Great! Thank you—and that's all I should need, correct?


----------



## brucek (Apr 11, 2006)

Tony, I believe that's an emitter and not a receiver. He needs an IR system.

I use the Xantech System, but there are many different types.

The receiver sits out in the open, where you have a view with your remote. The receiver connects to a distributor connector box (that has a wall wart power supply). From the distributor connector box, you plug in either emitters (as in the one pointed out by Tony), or you can go direct with a cable into the rear of any equipment with an IR input.
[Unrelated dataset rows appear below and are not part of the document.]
PR #473, opened 2023-12-16
Add pseudolocalization support

basil:
Make it easier for others to test localization by formally integrating a [pseudolocalization](https://en.wikipedia.org/wiki/Pseudolocalization) framework and adding instructions to the documentation.


efraimkaov:
I would be  happy to help with translation into Romanian and maybe Greek if no one else is helping (right now I'm busy with some projects). Just let me know when everything is set up and ready to start up with the translation.

basil:
@efraimkaov This is an open source project, so _you_ are the person who is helping. :smile: Feel free to start working on the `el.json` and `ro.json` files once #474 is merged.

electron/main/index.ts
```diff
@@ -1612,11 +1613,20 @@ app.on('activate', () => {
...
 app.on('ready', async () => {
-  i18next.init({
-    lng: app.getLocale().slice(0, 2),
-    fallbackLng: 'en',
-    resources,
-  });
+  i18next
+    .use(
+      new Pseudo({
+        enabled: 'VITE_PSEUDOLOCALIZATION' in import.meta.env,
```
danielgarthur, line 1619: Should this instead be `import.meta.env.VITE_PSEUDOLOCALIZATION`? That way setting to false won't enable it.

danielgarthur: The new property can be added to `src/env.d.ts` to appease Typescript.

basil: > Should this instead be `import.meta.env.VITE_PSEUDOLOCALIZATION`?

I do not think so, because if it is, then pseudolocalization is enabled even when no `.env.local` file exists.

danielgarthur: All env variables are treated as strings, so you would have to cast it to a boolean or check that it equals the string "true". As it is written now, I would think it would enable pseudolocalization regardless of what value the variable is set to, since it is only checking for the existence of a variable with that name. I can test it tomorrow, but I think this is the case.

danielgarthur (approved):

Here's a rough diagram of how they work..









brucek


----------



## touristique (Feb 3, 2009)

Wow, all that to extend one cable box? I'll look into it, thanks. I assume there's no way to do this with one cable?

Much appreciated.


----------



## brucek (Apr 11, 2006)

> I assume there's no way to do this with one cable?


Well, the IR plug in the back of any equipment accepts IR commands from a receiver. The receiver requires power to operate, so you need a connecting block with a power supply. The connecting blocks usually have a number of outputs on them to run many pieces of equipment. So, you could put as much equipment in your rack as you want and still be able to operate it with the system.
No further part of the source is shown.